Haley tried. Now it’s Biden’s turn.
Nikki Haley appears destined to be remembered as an American Cassandra. The former U.N. ambassador and South Carolina governor warned Republicans against rallying behind Donald Trump for a third straight presidential election, both because she doesn’t think he can win in November and because she rejects his crude repudiation of traditional conservative principles. Though a meaningful swath of the GOP gravitated toward her message, she failed to win any primaries except D.C. and Vermont, got swamped on Super Tuesday, and suspended her campaign the next day.
Haley’s defeat confirmed Trump’s domination of the Republican Party, extinguishing the last hope of “Never Trump” conservatives that the former president could be stopped if only he faced a head-to-head race against a credible alternative. That might have been true in 2016, but, in hindsight, it’s clear Haley couldn’t have won the 2024 nomination even if she had cobbled together the GOP blocs that eight years ago supported Sen. Marco Rubio (Fla.) and then-ohio Gov. John Kasich. Her ideas, especially her adherence to internationalism in foreign policy, are just not that popular among Republicans anymore after Trump attacked them. And her argument that Trump will be unelectable in November lost credibility with each new poll showing him leading President Joe Biden.
Haley was out of touch with the GOP primary electorate — to her credit. She talked about the “chaos, vendettas and drama” that follow Trump everywhere he goes. She accused him of being unable to distinguish right from wrong. She hit him for catering to Russian dictator Vladimir Putin. These arguments resonated with suburban women, college-educated whites, independents and moderates — groups among which she ran relatively well. Yet they failed to convince the many people in the party who have embraced Trump’s lie that the 2020 election was stolen. Exit polls show
that only 3 in 10 Republican primary voters in North Carolina and California on Tuesday believe Biden legitimately won. Trump won more than 90 percent of people who see the sitting president as illegitimate.
Bowing out of the race on Wednesday, Haley nodded to her substantive differences with Trump. She emphasized the need to stand by Ukraine. “Our world is on fire because of America’s retreat,” she said. “If we retreat further, there will be more war, not less.” Haley added that Americans “must turn away from the darkness of hatred and division.” Referring to the $8 trillion Trump added to the national debt during his presidency, she made one last pitch for fiscal discipline: “Our national debt will eventually crush our economy,” she said.

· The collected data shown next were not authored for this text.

PR #14156, opened 2023-12-19
Issue #13307: support for 'X violations above:'

### LINKED ISSUE #13307: Add support to our Inputs for lines with multiple violations
This was a problem for long time but become very acute at https://github.com/checkstyle/checkstyle/pull/13276#discussion_r1237941452

We need to update our Abstract Test classes to allow lines like: 
```
    Runnable noop = () ->{}; // 4 violations, see messages below 
                          // ''->' is not followed by whitespace'
                          // ''{' is not followed by whitespace'
                          // ''{' is not preceded with whitespace'
                          // ''}' is not preceded with whitespace'
```

so all messages are just on new lines below ` 4 violations, see messages below `
So Reviewer will clearly see what is a violation.

example: 
https://github.com/checkstyle/checkstyle/blob/3d8ed42ab60c0399550b3e7d54ca9dd767583101/src/test/resources/com/puppycrawl/tools/checkstyle/checks/annotation/annotationlocation/InputAnnotationLocationIncorrect.java#L38
but there are more in code.

pattern that used at [PR](https://github.com/checkstyle/checkstyle/pull/13951), may be extra `:` is required to signal that second line is continuation:
```
    /**
     *  <p> <li> <TR> <Td> <tH> <.....
     *      <tFoot> // ok
     * @param field5 </p> value to which {@link #field5} is to be set to
     */
    // 4 violations 4 lines above:
    //                            'Unclosed HTML tag found: p'
    //                            'tag P_TAG_START'
    //                            'tag LI_TAG_START'
    //                            'tag BODY_TAG_START'
    private void setField5(int field5) {this.field5 = field5;}
```

As we process lines one by one, of we detect multiple-line pattern we look ahead for defined set of lines. Processing of such lines with violation only will not match any pattern so they will be skipped by general iteration over lines. Location of single quoted message can be at any indentation, to let user user any formatting to show message as he wants.

romani:
Fixes #13307

VIOLATIONS_ABOVE_PATTERN_WITH_MESSAGES was MULTIPLE_VIOLATIONS_ABOVE_PATTERN_WITH_MESSAGES but PMD complained on length, it kind of right, so I removed MULTIPLE_.

### DIFF
--- a/src/test/java/com/puppycrawl/tools/checkstyle/bdd/InlineConfigParser.java
+++ b/src/test/java/com/puppycrawl/tools/checkstyle/bdd/InlineConfigParser.java
@@ -53,7 +53,7 @@ public final class InlineConfigParser {
 
     /**
      * Pattern for lines under
-     * {@link InlineConfigParser#MULTIPLE_VIOLATIONS_SOME_LINES_ABOVE_PATTERN}.
+     * {@link InlineConfigParser#VIOLATIONS_SOME_LINES_ABOVE_PATTERN}.
      */
     private static final Pattern VIOLATION_MESSAGE_PATTERN = Pattern
             .compile(".*//\\s*(?:['\"](.*)['\"])?$");
@@ -159,7 +159,7 @@ public final class InlineConfigParser {
      * Messages are matched by {@link InlineConfigParser#VIOLATION_MESSAGE_PATTERN}
      * </p>
      */
-    private static final Pattern MULTIPLE_VIOLATIONS_SOME_LINES_ABOVE_PATTERN = Pattern
+    private static final Pattern VIOLATIONS_SOME_LINES_ABOVE_PATTERN = Pattern
             .compile(".*//\\s*(\\d+) violations (\\d+) lines above:$");
 
     /** The String "(null)". */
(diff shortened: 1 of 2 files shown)


src/test/java/com/puppycrawl/tools/checkstyle/bdd/InlineConfigParser.java
```diff
@@ -132,6 +132,21 @@ public final class InlineConfigParser {
...
+     *   // X violations above:
+     *   //                    'violation message1'
+     *   //                    'violation messageX'
+     * }
+     *
+     * Messages are matched by {@link InlineConfigParser#VIOLATION_MESSAGE_PATTERN}
+     * </p>
+     */
+    private static final Pattern VIOLATIONS_ABOVE_PATTERN_WITH_MESSAGES = Pattern
+            .compile(".*//\\s*(\\d+) violations above:\\s*(?:['\"](.*)['\"])?$");
```
rnveach, line 148: What is the purpose of `(?:['\"](.*)['\"])?` ? I don't see it being used anywhere and it seems to be all over the place in this class.

romani: Good point, we do not use it, we need to remove it.

romani: In all other places, it is to get a message from line and match it to what Check is generating

romani: fixed.

rnveach: Not really. Now that you removed the rest, it now raises why do we need `\\s*` on the end? We don't allow trailing spaces, and `*` says it is completely optional. So it should be removed as well.

romani: fixed.

rnveach (approved):

nrmancuso (approved):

To be sure, the nobility of Haley’s stand against Trump was mitigated by her previous participation in his administration. The all-out anti-trump message of her campaign’s closing days was different from her initial attempts to have it both ways, opposing him while saying he had been “the right president at the right time.”
In any case, Haley now joins the millions of Americans who do not feel at home politically in either party. Haley’s defeat, coming at approximately the same time as the departure from politics of such moderates as Sens. Kyrsten Sinema (I-ariz.), Joe Manchin III (D-W.VA.) and Mitt Romney (R-utah), along with the retirement of 14 House Republicans fed up with that body’s dysfunction, feels like part of a broader center-right collapse. Almost all that’s remaining on the right is the Trump wing of the GOP and those who are willing to do business with it — including Senate Minority Leader Mitch Mcconnell (Ky.), who despises Trump but nevertheless just endorsed him.
The choice is now between Trump and Biden. The race will be won in eight months by whichever candidate best appeals to voters who don’t like either of them. Trump likely won’t try to unify. Biden should, by criticizing Trump not just on personality but also on policy, and by laying out a specific vision that inspires a feeling about U.S. democracy many seem to lack: confidence.